Significance and Broader Impact
Societal changes and technological advances over the past 150 years has resulted in a Western diet that is now both deficient in ω-3 and excessive in omega-6 (ω-6) fatty acids [47,48]. Excessive amounts of ω-6 fatty acids and a high ω-6 to ω-3 ratio promote the pathogenesis of several diseases, including cardiovascular disease (CVD), cancer, and inflammatory and autoimmune diseases [49]. For comparison, humans evolved on a diet with a ratio of ω-6 to ω-3 ratio of ≈ 1:1, whereas today, that ratio often exceeds 20:1 [15,49]. Virtually all diseases, including diabetes, obesity, CVD, and neurodegenerative diseases manifest symptoms of inflammation [15]. Collectively these diseases account for the vast majority of major human pathologies and death. DHA is a component of all mammalian cell membranes [50] and possesses unique cellular properties [18], and the consumption of DHA reduces inflammation.

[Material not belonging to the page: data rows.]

PR #16758, opened 2022-10-10
Makes Obj Stairs have the INDESTRUCTIBLE flag - no more blob cheese

Zergspower:
## About The Pull Request

Adds the INDESTRUCTIBLE flag to prebuilt stairs, these cant be replaced by crew and can only be done via Map editing or admins pushing them in manually, response mostly to blobs having a rather cheesy advantage on Multi-Z maps. This will not affect ladders and there's no intent on changing those as they can be rebuilt.

Stairs

Less Cheese more something idk rhyming

## Changelog

:cl:
balance: Added an indestructible flag to stairs prebuilt (not affecting tile stairs)
/:cl:

### DIFF
--- a/code/game/objects/structures/stairs.dm
+++ b/code/game/objects/structures/stairs.dm
@@ -11,7 +11,9 @@
 	icon = 'icons/obj/stairs.dmi'
 	icon_state = "stairs"
 	anchored = TRUE
-	resistance_flags = INDESTRUCTIBLE // Skrat Edit : Prevents blobbos from cheesing and destroying irreplacable stairs.
+//SKYRAT EDIT START
+	resistance_flags = INDESTRUCTIBLE // Skrat Edit : Makes OBJ stairs indestructible to primarily prevent blob cheese.
+//SKYRAT EDIT END
 
 	var/force_open_above = FALSE // replaces the turf above this stair obj with /turf/open/openspace
 	var/terminator_mode = STAIR_TERMINATOR_AUTOMATIC
--- a/code/game/objects/structures/stairs.dm
+++ b/code/game/objects/structures/stairs.dm
@@ -11,6 +11,7 @@
 	icon = 'icons/obj/stairs.dmi'
 	icon_state = "stairs"
 	anchored = TRUE
+	resistance_flags = INDESTRUCTIBLE // Skrat Edit : Prevents blobbos from cheesing and destroying irreplacable stairs.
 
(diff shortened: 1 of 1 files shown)


jjpark-kb:
I dislike indestructible things-- especially on station. A solution I would get behind would be able to actually create stairs.

code/game/objects/structures/stairs.dm
```diff
@@ -11,6 +11,7 @@
 	icon = 'icons/obj/stairs.dmi'
 	icon_state = "stairs"
 	anchored = TRUE
+	resistance_flags = INDESTRUCTIBLE // Skrat Edit : Prevents blobbos from cheesing and destroying irreplacable stairs.
```
jjpark-kb: Non-modular change.

code/game/objects/structures/stairs.dm
```diff
@@ -11,7 +11,9 @@
 	icon = 'icons/obj/stairs.dmi'
 	icon_state = "stairs"
 	anchored = TRUE
-	resistance_flags = INDESTRUCTIBLE // Skrat Edit : Prevents blobbos from cheesing and destroying irreplacable stairs.
+//SKYRAT EDIT START
+	resistance_flags = INDESTRUCTIBLE // Skrat Edit : Makes OBJ stairs indestructible to primarily prevent blob cheese.
+//SKYRAT EDIT END
```
jjpark-kb, line 16: this is still nonmodular-- you'll need to find a place you can put this modularly, or create a dm file for it.

Gandalf2k15 (changes requested):
Instead of this make it so stairs can be constructed. There should be very few objects with the indestructible flag.

Zergspower:
> Instead of this make it so stairs can be constructed. There should be very few objects with the indestructible flag.

Again - the issue is less about them being indestructible and more the cheese factor because multi-z sucks ass for stair visuals

Paxilmaniac:
The root of the problem is not the stairs, our players are simply unable to resist throwing themselves down a pit that is clearly full of blob, and are unable to adapt by finding one of the like 70 ladders around to get down.

Iamgoofball:
skill issues are not bugs and thus don't need fixed

the core issue here is not being able to rebuild z-level transition pieces

Iamgoofball:
this can be closed
https://github.com/tgstation/tgstation/pull/70504 resolves the core issue here

Zonespace27:
https://github.com/tgstation/tgstation/pull/70504

PR #16782, opened 2022-10-11
[MIRROR] The curator's PDA now works in space [MDB IGNORE]

SkyratBot:
Original PR: https://github.com/tgstation/tgstation/pull/70319
--------------------
## About The Pull Request

The Curator's PDA, while out in space, will have low-signal, rather than none. This means that their apps (Messenger, Newscaster, ect) will still work.

## Why It's Good For The Game

Originally I was going to make the newscaster app work without NTNet, but thought this was the better solution. I also recently removed the modular computer upgrades that allow low-signal connections to NTNet from space, so this is my alternative to that as well.

Curators are many things, but is also the only job we expect to explore space. Because of this, I think it's necessary for the Curator to still be able to talk with crew members, and use their Newscaster app, to hopefully make space exploration feel like you're just on a private singleplayer world.

## Changelog

:cl:
balance: The Curator and Crystal PDA is now upgraded to have long-distance NTnet connections, they are able to use their apps in space.
/:cl:


Tastyfish (approved):
> Removes IC NTNet range control.
> Re-adds it as an immutable var. Hope you don't lose your PDA.

It's fine. Gave vanguard PDA's long range as well.

PR #16802, opened 2022-10-12
Fix hand Augments+ bodymarkings when out of FOV

Tastyfish:
## About The Pull Request

Augment+ body markings on hands specifically were still visible through FOV. Turns out they are handled specially for some reason. Fixed.

my john cena RP

## Changelog

:cl:
fix: Hands are no longer sometimes visible when the player is otherwise invisible from FOV.
/:cl:


GoldenAlpharex (approved):
Good catch!

PR #21196, opened 2023-05-15
Removes some unnecessary non-modular icon overrides

tf-4:
## About The Pull Request

removes the `fixing_missing_icons` folder, as it overrode icons to... the same thing as the original. Not sure about that one. Anyway, it's fixed now.

also changes the BSA computer to have a null keyboard overlay instead of using empty overlays (💀)

## Proof of Testing

<details>
  
image

</details>


desertmote (approved):
Thank you!!

PR #21242, opened 2023-05-16
[you cannot imagine how upset I am right now] the incredible three line fix to create and destroy failing on every pr

Paxilmaniac:
## About The Pull Request

As melbert so kindly pointed out to me over at tg, I forgot to override the original custom materials of these items and thus they would get applied twice. This for several reasons is not optimal.

It won't make the red x go away because we still have nuke cinematic failing but it'd put us back down to one ci failure rather than two.

## Proof of Testing

If create and destroy doesn't fail on this pr then it works.

## Changelog

:cl:
fix: fixes blown glassware making the codebase fail ci
/:cl:

### DIFF
--- a/modular_skyrat/modules/primitive_production/code/glassblowing.dm
+++ b/modular_skyrat/modules/primitive_production/code/glassblowing.dm
@@ -39,6 +39,7 @@
 	desc = "A glass bowl that is capable of carrying things."
 	icon = 'modular_skyrat/modules/primitive_production/icons/prim_fun.dmi'
 	icon_state = "glass_bowl"
+	custom_materials = null
 	material_flags = MATERIAL_EFFECTS | MATERIAL_COLOR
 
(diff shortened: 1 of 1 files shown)


tf-4 (approved):

modular_skyrat/modules/primitive_production/code/glassblowing.dm
```diff
@@ -61,6 +63,7 @@
 	desc = "A glass plate that is capable of carrying things."
 	icon = 'modular_skyrat/modules/primitive_production/icons/prim_fun.dmi'
 	icon_state = "glass_plate"
+	custom_materials = null
```
RatFromTheJungle, line 66: pls add a gun here or else we can't approve the pr sorry it's just the rules! 🇺🇸

Paxilmaniac: ah my bad my bad let me add a the gun material datum, turns anything its applied to into a gun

Based on the preceding facts, it would, therefore, be difficult to overstate the implications of ongoing research into the benefits of ω-3 LCPUFA.
The broader impact of this study, and of ω-3 fatty acids in general, is to leverage the efficacy, cost-effectiveness, safety, and availability of EPA and DHA. Further exploration into the effects of EPA and DHA (e.g., mitochondrial function, oxidative stress, inflammation, body composition, metabolism at rest and during exercise) that may improve health profiles of the general adult population are likely to yield significant quality of life improvements and economic value to society by lowering the costs associated with significant morbidities, such as CVD, type 2 diabetes, and inflammatory disorders and diseases.
This study is a reflection of our efforts to leverage connections between disciplines, develop and research novel hypotheses, and–ultimately–add to the body of knowledge in this critical area. Our study, as designed, will position the research team to author and submit multiple articles for publication in high-impact, peer-reviewed journals and collect data that can be leveraged into several external grant opportunities. Benefits from the study will accrue to KSU (both institutionally and for the student body, via extensive research assistant involvement at both the undergraduate and graduate levels) and society at large (e.g., further elucidation of the physiological benefits of ω-3 LCPUFA supplementation).